══ GIVEN ENTRIES ══

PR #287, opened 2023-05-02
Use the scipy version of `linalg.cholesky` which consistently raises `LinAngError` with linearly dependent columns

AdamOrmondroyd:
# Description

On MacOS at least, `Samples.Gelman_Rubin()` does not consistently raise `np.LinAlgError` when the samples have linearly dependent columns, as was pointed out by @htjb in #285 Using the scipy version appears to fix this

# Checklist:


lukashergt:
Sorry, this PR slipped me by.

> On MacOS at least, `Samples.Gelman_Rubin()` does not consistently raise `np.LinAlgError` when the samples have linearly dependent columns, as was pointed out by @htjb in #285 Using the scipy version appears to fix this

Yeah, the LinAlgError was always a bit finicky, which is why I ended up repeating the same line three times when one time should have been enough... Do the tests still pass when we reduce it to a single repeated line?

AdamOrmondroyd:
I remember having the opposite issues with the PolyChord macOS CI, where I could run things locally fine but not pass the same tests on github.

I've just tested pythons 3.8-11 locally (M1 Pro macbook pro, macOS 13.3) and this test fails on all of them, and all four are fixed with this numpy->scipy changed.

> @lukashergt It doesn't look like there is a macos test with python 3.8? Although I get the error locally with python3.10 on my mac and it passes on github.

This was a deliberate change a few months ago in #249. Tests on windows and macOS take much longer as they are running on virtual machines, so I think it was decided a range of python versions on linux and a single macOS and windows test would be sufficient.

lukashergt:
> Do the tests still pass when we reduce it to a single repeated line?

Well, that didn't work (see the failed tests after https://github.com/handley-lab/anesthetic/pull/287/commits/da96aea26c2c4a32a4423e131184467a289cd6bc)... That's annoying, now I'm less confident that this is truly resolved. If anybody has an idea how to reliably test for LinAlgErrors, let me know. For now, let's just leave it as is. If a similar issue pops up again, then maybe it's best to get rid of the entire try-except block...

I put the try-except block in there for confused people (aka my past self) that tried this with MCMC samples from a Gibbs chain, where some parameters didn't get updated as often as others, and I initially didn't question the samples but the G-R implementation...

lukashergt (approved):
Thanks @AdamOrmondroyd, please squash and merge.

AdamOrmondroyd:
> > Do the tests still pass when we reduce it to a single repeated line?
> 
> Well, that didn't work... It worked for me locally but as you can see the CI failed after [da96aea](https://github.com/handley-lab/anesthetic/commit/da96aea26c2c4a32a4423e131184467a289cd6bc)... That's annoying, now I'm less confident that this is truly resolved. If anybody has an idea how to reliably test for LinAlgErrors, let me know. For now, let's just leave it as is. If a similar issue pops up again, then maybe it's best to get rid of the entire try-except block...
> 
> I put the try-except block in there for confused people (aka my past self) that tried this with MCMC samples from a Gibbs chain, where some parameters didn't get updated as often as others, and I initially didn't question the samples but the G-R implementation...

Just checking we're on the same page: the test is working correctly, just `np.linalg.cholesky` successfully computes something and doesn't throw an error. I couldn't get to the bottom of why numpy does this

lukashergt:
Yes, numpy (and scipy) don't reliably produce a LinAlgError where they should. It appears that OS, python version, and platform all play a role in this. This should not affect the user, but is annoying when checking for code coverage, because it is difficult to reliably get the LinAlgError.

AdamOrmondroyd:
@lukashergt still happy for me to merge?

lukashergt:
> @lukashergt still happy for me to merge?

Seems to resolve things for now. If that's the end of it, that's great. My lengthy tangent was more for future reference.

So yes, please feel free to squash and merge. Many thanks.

═══

### DESCRIPTION OF THE TASK
Could the data above be set down exactly, in full?

### RESULT BELOW
PR #287, opened 2023-05-02
Use the scipy version of `linalg.cholesky` which consistently raises `LinAngError` with linearly dependent columns

AdamOrmondroyd:
# Description

On MacOS at least, `Samples.Gelman_Rubin()` does not consistently raise `np.LinAlgError` when the samples have linearly dependent columns, as was pointed out by @htjb in #285 Using the scipy version appears to fix this

# Checklist:


lukashergt:
Sorry, this PR slipped me by.

> On MacOS at least, `Samples.Gelman_Rubin()` does not consistently raise `np.LinAlgError` when the samples have linearly dependent columns, as was pointed out by @htjb in #285 Using the scipy version appears to fix this

Yeah, the LinAlgError was always a bit finicky, which is why I ended up repeating the same line three times when one time should have been enough... Do the tests still pass when we reduce it to a single repeated line?

AdamOrmondroyd:
I remember having the opposite issues with the PolyChord macOS CI, where I could run things locally fine but not pass the same tests on github.

I've just tested pythons 3.8-11 locally (M1 Pro macbook pro, macOS 13.3) and this test fails on all of them, and all four are fixed with this numpy->scipy changed.

> @lukashergt It doesn't look like there is a macos test with python 3.8? Although I get the error locally with python3.10 on my mac and it passes on github.

This was a deliberate change a few months ago in #249. Tests on windows and macOS take much longer as they are running on virtual machines, so I think it was decided a range of python versions on linux and a single macOS and windows test would be sufficient.

lukashergt:
> Do the tests still pass when we reduce it to a single repeated line?

Well, that didn't work (see the failed tests after https://github.com/handley-lab/anesthetic/pull/287/commits/da96aea26c2c4a32a4423e131184467a289cd6bc)... That's annoying, now I'm less confident that this is truly resolved. If anybody has an idea how to reliably test for LinAlgErrors, let me know. For now, let's just leave it as is. If a similar issue pops up again, then maybe it's best to get rid of the entire try-except block...

I put the try-except block in there for confused people (aka my past self) that tried this with MCMC samples from a Gibbs chain, where some parameters didn't get updated as often as others, and I initially didn't question the samples but the G-R implementation...

lukashergt (approved):
Thanks @AdamOrmondroyd, please squash and merge.

AdamOrmondroyd:
> > Do the tests still pass when we reduce it to a single repeated line?
> 
> Well, that didn't work... It worked for me locally but as you can see the CI failed after [da96aea](https://github.com/handley-lab/anesthetic/commit/da96aea26c2c4a32a4423e131184467a289cd6bc)... That's annoying, now I'm less confident that this is truly resolved. If anybody has an idea how to reliably test for LinAlgErrors, let me know. For now, let's just leave it as is. If a similar issue pops up again, then maybe it's best to get rid of the entire try-except block...
> 
> I put the try-except block in there for confused people (aka my past self) that tried this with MCMC samples from a Gibbs chain, where some parameters didn't get updated as often as others, and I initially didn't question the samples but the G-R implementation...

Just checking we're on the same page: the test is working correctly, just `np.linalg.cholesky` successfully computes something and doesn't throw an error. I couldn't get to the bottom of why numpy does this

lukashergt:
Yes, numpy (and scipy) don't reliably produce a LinAlgError where they should. It appears that OS, python version, and platform all play a role in this. This should not affect the user, but is annoying when checking for code coverage, because it is difficult to reliably get the LinAlgError.

AdamOrmondroyd:
@lukashergt still happy for me to merge?

lukashergt:
> @lukashergt still happy for me to merge?

Seems to resolve things for now. If that's the end of it, that's great. My lengthy tangent was more for future reference.

So yes, please feel free to squash and merge. Many thanks.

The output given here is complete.